A China está disposta a promover a democracia económica, parte integrante da Declaração Universal dos Direitos Humanos, através do aprofundamento dos direitos dos cidadãos das nações integradas na nova Rota da Seda (Iniciativa Cinturão e Rota), como já provou ser capaz no seu próprio país, através da inovadora “estratégia direcionada” de redução da pobreza, que combina não apenas a ajuda humanitária, segundo o modelo ocidental, mas também o desenvolvimento sustentável, que cria empregos e aumenta a renda dos pobres. Associando-lhe ainda, uma intervenção do governo que assegura a renda suficiente, as duas garantias alimentação e agasalho adequados – e os três direitos, habitação, saúde e educação. O secretário-geral da ONU, António Guterres, afirmou: “Cada vez que visito a China, fico surpreendido com a velocidade da mudança e do progresso.
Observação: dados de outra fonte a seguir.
PR #578, opened 2021-10-19
mrc-2668 component to display warnings from hintr

Nicolas-Dolan:
## Description

SEE COMMENT AT END OF PR FOR LATEST INSTRUCTIONS

This component deviates from the [mocks](https://docs.google.com/presentation/d/1FEQ6n-qw70V4U3Ue8D6Nx_L7zpYvo_QVP_NhX0tyTyI/edit#slide=id.gcb1e6717ba_0_3) aesthetically to reflect the comments  given in the mocks. It also displays where warnings originate from as per [comments](https://mrc-ide.myjetbrains.com/youtrack/issue/mrc-2669) on mrc-2669. It does not receive a location prop as it will only receives appropriate warnings for its step in mrc-2671 and therefore it doesn't need to know what step it is on. It receives a warnings prop in the format:
```
interface Warning {
        text: string;
        locations: ("model_options" | "model_fit" | "model_calibrate" | "review_output" | "download_results")[];
 }

interface Warnings {
                modelOptions: Warning[],
                modelRun: Warning[],
                modelCalibrate: Warning[]
 }
```

The component is not currently implemented in the code base, which will be covered in mrc-2671. The easiest way to test manually is to add these lines of code to the stepper (the second component is to showcase what the warnings look like if there are less than or equal to the max number of lines in the warning message and the third when there are no warnings in the arrays):
```
<warning-alert :warnings="{ 
            modelOptions: [{ text: 'a warning', locations: []}, { text: 'another warning', locations: []}, { text: 'third warning', locations: []}, { text: 'final warning', locations: []}],
            modelRun: [],
            modelCalibrate: [{ text: 'calibrate warning', locations: []}]
            }"></warning-alert>
 <warning-alert :warnings="{ 
            modelOptions: [{ text: 'a warning', locations: []}, { text: 'another warning', locations: []}, { text: 'third warning', locations: []}],
            modelRun: [],
            modelCalibrate: []
            }"></warning-alert>
<warning-alert :warnings="{ 
            modelOptions: [],
            modelRun: [],
            modelCalibrate: []
            }"></warning-alert>
```

 image

## Type of version change
Minor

Criou-se uma das economias mais dinâmicas do mundo, ao mesmo tempo ajudando mais de 800 milhões de pessoas a saírem da pobreza – a maior conquista antipobreza da história (United Nations Press, 26 September 2019). Uma década antes da meta traçada pela Agenda 2030 das Nações Unidas para o Desenvolvimento Sustentável, numa trajetória que vem de 1949, o contributo da China para a redução da pobreza da Humanidade representa 70% dessa diminuição da pobreza, que, no entanto, continua a alastrar-se no mundo e bate às portas da UE, enquanto cresce também no seu interior.

A “nova” e a “velha Europa” 

O confronto geoestratégico entre a Rússia e os EUA agravou-se na Eurásia, longe da compreensão dos cidadãos europeus e do escrutínio da comunicação social. Os EUA adotaram uma estratégia dupla: continuaram a pressionar os países dominantes da UE, utilizando o Reino Unido como pivô, mas apoiaram ao mesmo tempo, usando diversas fontes de financiamento, a ascensão ao poder no leste da Europa de partidos nacionalistas e autoritários. Foram duplamente bem-sucedidos: a UE viu-se enfraquecida pelo Brexit, sobretudo no plano militar, com a saída do Reino Unido. No Leste Europeu, particularmente nos Estados bálticos e na Polónia, emergiram governos completamente alinhados com os interesses americanos.

A estratégia de aliança com a “nova Europa”, quando necessário, contra “a velha Europa”, que o então secretário de Defesa dos Estados Unidos, Donald Rumsfeld, teorizou-se no contexto da decisão dos EUA de invadir o Iraque, mesmo sem o aval das Nações Unidas, e consolidou-se com a guerra na Ucrânia.

O Departamento de Segurança Interna (DHS) do governo dos EUA, em linha com a Estratégia de Segurança Nacional dos Estados Unidos (NSS) de 2017 e a Abordagem Estratégica dos Estados Unidos para a China de 2020, lançou o “Plano de Ação Estratégica  para Combater a Ameaça representada pela República Popular da China”, perante a sua ascensão na cena mundial; o Parlamento Europeu aprovou em seguida a “Nova Estratégia para a China”, que obedece aos desígnios e à linha política de confronto com a China, preconizada pelo governo dos EUA.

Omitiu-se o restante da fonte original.